*What this task involves:*
All lines with the word "should" in the material below are required.

** Information shown follows **

PR #707, opened 2018-06-19
Change Image onLoad callback types / Update @types/react-native

a-tarasyuk:


src/native-common/Image.tsx
```diff
@@ -100,7 +100,7 @@ export class Image extends React.Component<Types.ImageProps, Types.Stateless> im
                 resizeMode={ resizeMode as any }
                 resizeMethod={ this.props.resizeMethod }
                 accessibilityLabel={ this.props.accessibilityLabel }
-                onLoad={ this.props.onLoad ? this._onLoad as any : undefined }
+                onLoad={ this._onLoad }
```
erictraut: This was written this way for performance reasons. We don't want to generate a bunch of extra callback traffic over the RN bridge when we're loading a large number of images. If we pass undefined, RN doesn't bother sending any message when the image loads. We should have documented this so it was clear why it was written this way. 

I like the other parts of your change - removing the "any" casts, etc.

a-tarasyuk:
@erictraut thanks for your review. I've pushed changes, you can check.

PR #710, opened 2018-06-20
Ramyasen/activestate web

RamyaSenk:
Adding inactive state in web makes it a bit inconsistent between react native platforms and electron/web. In RN active means app is foregrounded. Adding inactive for web means - foregrounded is active or inactive. And subscribing to this events will get fired way more times in web, making the app do more work to handle this case. 

Currently this brings an inconsistency which makes it not compatible with RN platforms and anyone consuming this change will have a lot of things to fix. 

Currently reverting this change.


docs/docs/apis/app.md
```diff
@@ -21,8 +21,7 @@ enum AppActivationState {
 
     // App is inactive
     // On RN mobile platforms, it is an intermediate state between when app transitions between foreground and background.
-    // On web platforms, app is inactive when the app window is not focused.
-    // On native desktop platforms, this is currently not being used.
+    // On desktop platforms, this is currently not being used.
```
berickson1: should this be desktop or web?

RamyaSenk: Desktop - we dont use it any other place other than React native mobile.

PR #716, opened 2018-06-23
Change TextInput onSelectionChange types

a-tarasyuk:


erictraut:
Nice. Thanks for doing this cleanup work. It's helping not only reactxp but also the broader react-native community.

PR #717, opened 2018-06-24
Support for writingDirection property of text style on web. 

magrotek:
Support for writingDirection property of text style on web. At this moment it is ignored, because there is no such a style property in css.

### DIFF
--- a/src/web/Text.tsx
+++ b/src/web/Text.tsx
@@ -84,14 +84,19 @@ export class Text extends TextBase {
 
         const isAriaHidden = AccessibilityUtil.isHidden(this.props.importantForAccessibility);
 
+        const textStyle = this._getStyles() as Types.TextStyle; 
+        const directionValue = textStyle && textStyle['writingDirection'];
+        const directionProperty = directionValue ? {'dir': directionValue} : {};
+
         if (this.props.selectable || typeof this.props.children !== 'string') {
             return (
                 <div
-                    style={ this._getStyles() as any }
+                    style={ textStyle as any }
                     aria-hidden={ isAriaHidden }
                     onClick={ this.props.onPress }
                     id={ this.props.id }
                     onContextMenu={ this.props.onContextMenu }
+                    {...directionProperty}
                 >
                     { this.props.children }
                 </div>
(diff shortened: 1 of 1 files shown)


erictraut:
Can you provide an explanation of what you're trying to accomplish with this change? This approach isn't consistent with reactxp's philosophy of exposing features in a cross-platform manner. I can help explore a better way of doing this once I understand the intent behind it.

erictraut:
Do you have a need to mix RTL and LTR text within the same app? If so, I'm curious why. 

ReactXP already has [APIs](https://microsoft.github.io/reactxp/docs/apis/international.html) for controlling the writing direction at the app level.

The iOS implementation of RN has support for the "writingDirection" style on Text elements, but other RN implementations (including Android) don't support this, so I don't think it makes sense to expose it as a cross-platform style attribute at this time.

magrotek:
Yeah, I am aware the we have International class in ReactXP, but for web all of its methods are not implemented yet. Is there some another API in ReactXP that I should use for RTL languages for web client?

erictraut:
Ah, I didn't realize these weren't implemented on the web. I just created a [pull request](https://github.com/Microsoft/reactxp/pull/718) that implements these methods. Please review it and give it a try. I've tested it in the RXPApp already, and it appears to work.

To test it within your app, clone the branch from the PR, build reactxp ("npm i" followed by "npm run build"). Then copy the contents of the "dist" directory to the "./node_modules/reactxp/dist" directory in your app.

If this solves your problem, I'll merge it into ReactXP and publish it shortly.

magrotek:
@erictraut, thanks for that! Yours implementation of International class for web seems to satisfy my needs. But it requires that the whole app is prepared for rtl and right alignment on its root level. I was thinking that giving possibility to apply this more locally could be very convenient. I also thought that we want eventually to make styles available in ReactXP to work on every platform.

erictraut:
I don't think there's a broad need for intermixing writing directions within an app. For now, I'd like to avoid adding this to the core. It would be easy to write a simple reactxp extension to provide this capability.

magrotek:
You are right. I haven't thought about this. Thank you for this tip!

** End of Information shown **

*Solution for this exercise:*
erictraut: This was written this way for performance reasons. We don't want to generate a bunch of extra callback traffic over the RN bridge when we're loading a large number of images. If we pass undefined, RN doesn't bother sending any message when the image loads. We should have documented this so it was clear why it was written this way. 
berickson1: should this be desktop or web?
Yeah, I am aware the we have International class in ReactXP, but for web all of its methods are not implemented yet. Is there some another API in ReactXP that I should use for RTL languages for web client?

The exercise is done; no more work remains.